Now that you have a working GPU-accelerated application:

  1. Add More Kernels: Implement domain-specific GPU operations
  2. Distribute Further: Deploy across multiple machines/GPUs
  3. Add Persistence: Store grain state in databases
  4. Enable Monitoring: Integrate OpenTelemetry metrics
  5. Optimize Performance: Profile and tune GPU operations

Additional Resources

Getting Help

  • GitHub Issues: Report bugs and request features
  • Stack Overflow: Tag questions with orleans and gpu
  • Orleans Discord: Join the Orleans community
  • Documentation: Check the comprehensive docs in /docs

Conclusion

You've built your first distributed GPU application using Orleans.GpuBridge.Core.
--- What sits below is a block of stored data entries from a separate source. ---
Issue #922, opened 2020-07-11
Declare `org-roam-capture-templates` with `defcustom`


myshevchuk:
### Description

See discussion in the [Slack thread](https://app.slack.com/client/TTPSWL02H/CV160S8EL/thread/CV160S8EL-1594245213.449000)

@jethrokuan, is `plain`still the only entry type and `org-roam-capture--get-point` the only destination to use in `org-capture-templates`?

myshevchuk:
Also, are `:file-name` and `:header` and `:unnarrowed t` strictly required for `org-roam-caputre` to function properly?

These elements can be enforced in Customize, and such an enforcement will eliminate potential sources of confusion for those using the interface, while requiring zero changes to `org-roam-capture` internal logic.

myshevchuk:
This is an example of how the Customize buffer would look like for the default template
``` el
(("d" "default" plain (function org-roam-capture--get-point)
     "%?"
     :file-name "%<%Y%m%d%H%M%S>-${slug}"
     :head "#+title: ${title}\n"
     :unnarrowed t))
```
Note that `plain`, `(function org-roam-capture--get-point)` and `:unnarrowed t` are completely hidden from the user, while `:file-name` and `:header` are enforced. 

<img width="577" alt="Screenshot 2020-07-11 at 14 26 58" src="https://user-images.githubusercontent.com/24212814/87224075-97e8c280-c382-11ea-9dac-09cf73eaf727.png">

myshevchuk:
Or like this, which would look slightly better for template/header strings containing newlines.

<img width="637" alt="Screenshot 2020-07-11 at 14 50 00" src="https://user-images.githubusercontent.com/24212814/87224479-f82d3380-c385-11ea-878e-5c51ce730d74.png">

zaeph:
Closed by #924, and similar issues tracked in #895.

PR #924, opened 2020-07-11
defcustom `org-roam-capture-templates`

myshevchuk:
Declare `org-roam-capture-templates` with `defcustom` and update the
docstring

See #922

`org-roam-capture-templates` is a user variable and should be accessible from the Customize interface.

### DIFF
--- a/org-roam-capture.el
+++ b/org-roam-capture.el
@@ -82,7 +82,7 @@ note with the given `ref'.")
 (defconst org-roam-capture--template-keywords '(:file-name :head)
   "Keywords used in `org-roam-capture-templates' specific to Org-roam.")
 
-(defvar org-roam-capture-templates
+(defcustom org-roam-capture-templates
   '(("d" "default" plain (function org-roam-capture--get-point)
      "%?"
      :file-name "%<%Y%m%d%H%M%S>-${slug}"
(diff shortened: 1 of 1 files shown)


zaeph:
Thanks.  I'll review this later today.

myshevchuk:
I'll also do the same for `org-roam-capture-ref-templates` and `org-roam-capture-immediate-template`, so don't merge this yet. By the way, what was the rationale behind two additional templates variables? I didn't follow Org-roam closely for a while.

zaeph:
> By the way, what was the rationale behind two additional templates variables?

Users where bothered by the inability to nest `org-capture` sessions, and we've proposed those commands as an alternative which allowed to return directly from an `org-capture` session at the cost of being able to cancel it with `C-c C-k`.  It's a temporary fix which will have to do until we reconsider whether we actually need `org-capture`.

This is not to say that your work would be useless, by the way.  Presumably, we'd only be changing the plumbing, not the front-end for those templates, and it would be transparent for the users.

zaeph:
Thanks!

zaeph:
Ah, damn it, just remembered that you wanted to hold off until you'd addressed the other variables.  Sorry!

PR #927, opened 2020-07-11
(fix): Check if link-description is empty prior to inserting

### LINKED ISSUE #926: Org links of the type type:foo breaks the parser
### Description
As the title says, links `type:foo` break the parsing.

Sorry for not giving more details, it was already confirmed by @zaeph.

zaeph:
Caused problems with plain links, i.e., those not framed by
brackets (e.g. `file:foo.org` or `id:$uuid`).

Fixes #926.


zaeph:
The change is in 05a958dc4e4cbe25827ca86d29f7a01b5eb624a1; the rest is indent adjustment and testing.

PR #928, opened 2020-07-12
(fix): Stop resolving symlinks to their destinations

### LINKED ISSUE #919: org-roam does not work correctly if `org-roam-directory` points to a link
### Description

My `org-roam-directory` is pointing to `/home/myuser/org/org-roam-notes`, which is a symolic link to `/mnt/data/myuser/Dropbox/org/org-roam-notes`. Regular emacs functions such as `find-file` respect the value of a variable `find-file-visit-truename`, which in my case (default value) is set to `nil`, and will treat the link as a regular file (or folder). For instance, if I use `find-file` to open the `/home/myuser/org/org-roam-notes` folder then I will be in that folder, but if the `find-file-visit-truename` variable is non-nil then emacs would follow the link and dired would be in the `/mnt/data/myuser/Dropbox/org/org-roam-notes` folder instead.

The problem is that org-roam seems to always follow the symbolic links. That is, functions such as `org-roam-insert` or `org-roam-find-file` use the true name and location of the file instead of using the link name and its location. This causes several problems, including the backlinks not working. Also, when using `org-roam-insert` to create a link to some `note2.org` file in a `note1.org` file, the `note2.org` file is not recognized as being in my `org-roam-directory` and the created link is something such  as `file:../../../../../../home/myuser/org/org-roam-notes/note2.org` instead of just `file:note1.org`.

#### Steps to Reproduce

1. Set `org-roam-directory` to point to a link of a folder with some roam notes
2. Use `org-roam-find-file` to open a note
3. Use (for instance) `find-file` to find out the directory of the currently open file, or use `org-roam-insert` to link to a different note and check the link created by org-roam

#### Backtrace

Not available

#### Expected Results

org-roam should behave as if my `org-roam-directory` was not pointing to a link

#### Actual Results

Not available

### Environment

- Emacs: GNU Emacs 28.0.50 (build 1, x86_64-pc-linux-gnu, GTK+ Version 3.24.21, cairo version 1.17.3)
 of 2020-07-02
- Framework: Spacemacs
- Org: Org mode version 9.3.7 (9.3.7-12-g5d6868-elpaplus @ /home/darlan/.emacs.d/elpa/28.0/develop/org-plus-contrib-20200706/)
- Org-roam: 1.2.0

zaeph:
Affects both `org-roam-find-file' and the db.

Fixes #919.

-----

This might cause problem with libs.

### DIFF
--- a/org-roam.el
+++ b/org-roam.el
@@ -471,7 +471,7 @@ Use external shell commands if defined in `org-roam-list-files-commands'."
 
 (defun org-roam--list-all-files ()
   "Return a list of all Org-roam files within `org-roam-directory'."
-  (org-roam--list-files (file-truename org-roam-directory)))
+  (org-roam--list-files org-roam-directory))
 
 ;;;; Org extraction functions
 (defun org-roam--extract-global-props (props)


zaeph:
Closed this by mistake, but #919 will probably require a more thorough solution anyway.

zaeph:
Closed this by mistake. #919 will probably require a more thorough solution than what is currently suggested.

emacs18:
I don't think this change addresses the root cause of the problem.  It may seem to resolve some problems, but I think it may make matters worse in other cases.  I think the most robust solution is to make sure that `file-truename` is called everywhere where a file is passed to any db related functions, i.e., rather than removing one use of `file-truename` as is proposed in this PR, i think we should go the other way by adding many more `file-truename` calls so that whenever a file name is passed into any db related function, then we are assured of using the true name of a file without any symlinks involved.

I'll try to find time to submit such a PR, but it may take some time.

jethrokuan:
> i think we should go the other way by adding many more file-truename calls so that whenever a file name is passed into any db related function, then we are assured of using the true name of a file without any symlinks involved.

`file-truename` calls are expensive, and I'd like to reduce this as much as possible. We should be able to call file-truename once, and specify which functions require the true names to be passed as arguments.

emacs18:
@zoechi For me this is whether org-roam is dropped like hot potatoes or not on first test drive.  I probably tried org-roam couple of times over the past year, but I couldn't figure out what this "backlink" stuff was, because all I saw was 'No backlinks" on the buffer that was supposed to show the back links.

I wonder how many other folks are on the same boat as me and drop org-roam after few minutes of use thinking that it was just unusable.

emacs18:
I stumbled onto `find-file-visit-truename` variable.  I'm hopeful that setting this to `t` will help greatly.

Issue #958, opened 2020-07-22
I cannot add new files that partially match the name of existing files


tonicebrian:
### Description
When I try to insert a new file using either `org-roam-find-file` or `org-roam-insert-immediate` if there is a match with an existing file I cannot create the new file, it always picks the match in the list.

#### Steps to Reproduce

- Create a file called `CoreNLP` and save it.
- Then try to create a file called `nlp`. Any of the methods `org-roam-find-file` or `org-roam-insert-immediate` will pick `CoreNLP` entry instead of creating a new file.

#### Expected Results

* I have the option to create new files even when the new name partially matches an existing one.

#### Actual Results

I cannot insert files with shorter names that match existing files in my folder.

### Environment

- Emacs: GNU Emacs 26.3 (build 1, x86_64-apple-darwin18.2.0, NS appkit-1671.20 Version 10.14.3 (Build 18D109))
 of 2019-09-02
- Framework: Doom
- Org: Org mode version 9.4 (nil @ /Users/cebriant/.emacs.d/.local/straight/build/org-mode/)
- Org-roam: 1.2.0

zaeph:
With `ivy`, you need to use `C-M-j` (i.e. `Ctrl+Alt+j`), cf. [their FAQ](https://github.com/abo-abo/swiper#frequently-asked-questions).  With `helm`, just move to the candidate with your current input, usually the first one which is prepended with `[?]`.

PR #959, opened 2020-07-22
(doc): Add a FAQ section

zaeph:
* README.md: Create FAQ section and mention `C-M-j` for ivy

Prompted by #958.


jethrokuan:
There is a corresponding section in the manual, which could use this info as well.

PR #966, opened 2020-07-24
(feat): enable nested captures

jethrokuan:
This PR enables the long-awaited nested-captures.

This PR introduces a number of changes:

1. Adds a hook to `org-capture-prepare-finalize-hook`, which installs `org-roam-capture--finalize` into `org-capture-after-finalize-hook` if the capture is an Org-roam capture. This function contains key functionality for Org-roam to Do The Right Thing after specific interactive functions, such as finding the file, or inserting a link.

2. A patch for `org-capture-finalize`. Specifically, we make `org-capture-plist` valid during `org-capture-finalize`.

3. Many hacks that were originally in place are now replaced with nicer alternatives.

nested

### DIFF
--- a/CHANGELOG.md
+++ b/CHANGELOG.md
@@ -15,6 +15,7 @@
 - [#863](https://github.com/org-roam/org-roam/pull/863) Display outline hierarchy in backlinks buffer
 - [#898](https://github.com/org-roam/org-roam/pull/898) Add `org-roam-random-note` to browse a random note.
 - [#900](https://github.com/org-roam/org-roam/pull/900) Support and index all valid org links
+- [#966](https://github.com/org-roam/org-roam/pull/966) Enable nested captures
 
 ### Bugfixes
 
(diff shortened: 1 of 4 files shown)


jethrokuan:
Supercedes #527

jethrokuan:
another issue: point isn't advanced after link insertion

zaeph:
I'll have a look in the morning to see if I can come up with a solution for the snags.

zaeph:
Re: 770a4a15554fecf4e177fad48fa50931d65e5770.
I've sent a patch upstream.  Let's keep the extra hook for now, and remove it if the patch gets merged.

zaeph:
49a478c8c1c9dce46f0dca5574fc7cc3bb8f7d92 was functional, but I didn't like the implementation.  Tomorrow, I'd like to our custom `get`/`put`, now that I've grokked how it works upstream.

zaeph:
[Here's the upstream patch](https://orgmode.org/list/87h7tv9pkm.fsf@hidden/T/#u).

PR #974, opened 2020-07-26
Protect region targeted by `org-roam-insert`

zaeph:


zaeph:
The linter isn't happy about this:
https://github.com/org-roam/org-roam/blob/77e8174a4161549de63f4835ab000ba915bc7dee/org-roam.el#L1472-L1473

org-roam.el
```diff
@@ -1407,6 +1407,31 @@ included as a candidate."
...
+  (when region
+    (pcase-let ((`(,min . ,max) region))
+      (when unshield
+        (let ((inhibit-read-only t))
+          (remove-text-properties min max '(read-only t))))
+      (delete-region min max)
+      (when reinsert
+        (save-excursion
+          (goto-char min)
+          (insert (org-roam-capture--get :link-description))))
```
jethrokuan, line 1425: Does reinsert change the text? why not just not delete?

zaeph: It's to handle `org-not-abort` cases.  Originally, I only removed the `[[` and `]]`, but, it made it harder to modularise the code.  So, since we were already storing `:link-description`, and the region cannot be edited whilst the `org-roam-capture` process is active,  I figured it was fine to do it that way.  I could remove the arg and use `(when (org-note-abort) …) instead.

zaeph: > I could remove the arg and use (when (org-note-abort) …) instead.

Not too sure about this, actually.  I thought it'd hurt modularity, but since we're only using it `org-roam-insert`…

Not a fan of this function.

zaeph:
1235284864209068760a24b3b0265510e795141d addresses most of the grievances I had with the function.

PR #54, opened 2019-04-05
Run sequential tests separately

sebbonnet:
As sequential tests are not designed to be run in parallel.
In fact this was causing the build to fail intermittently as resources
created by a test where deleted by another.

Also remove E2E_TEST parameter as it no longer fit
with the test model now that the e2e tests have been split up in 2
groups. Trying to support single test run in this model seemed
convulated and has little benefit since most users would use
their IDE to run tests.

Also make the test cleanup a bit more robus by cleaning cassandra resources explicitly


cassandra-operator/test/e2e/cluster_status.go
```diff
@@ -328,6 +329,16 @@ func Kubectl(namespace string, args ...string) (*exec.Cmd, []byte, error) {
 	return cmd, output, err
 }
 
+func CassandraDefinitions(namespace string) func() ([]v1alpha1.Cassandra, error) {
```
alangibson01: Couldn't the return type just be `([]v1alpha1.Cassandra, error)`?

sebbonnet: Yep - I initially used it to in a `gomega.Eventually` method call to wait for all resources in the namespace to be deleted, but we can't do that as in some cases we need to delete specific cassandra definition in the namespace. Adding the logic to wait until specific cassandra definition is possible, but i don't think it's necessary as these types of resources are deleted immediately.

The framework handles distribution, fault tolerance, and GPU management while you focus on business logic.

Key takeaways:

  • GPU grains are just Orleans grains with [GpuAccelerated] attribute
  • Kernels are loaded via IGpuKernel<TIn, TOut> interface
  • Distribution is automatic through Orleans grain factory
  • CPU fallback enables development without GPU hardware

Continue exploring to build production-grade distributed GPU applications.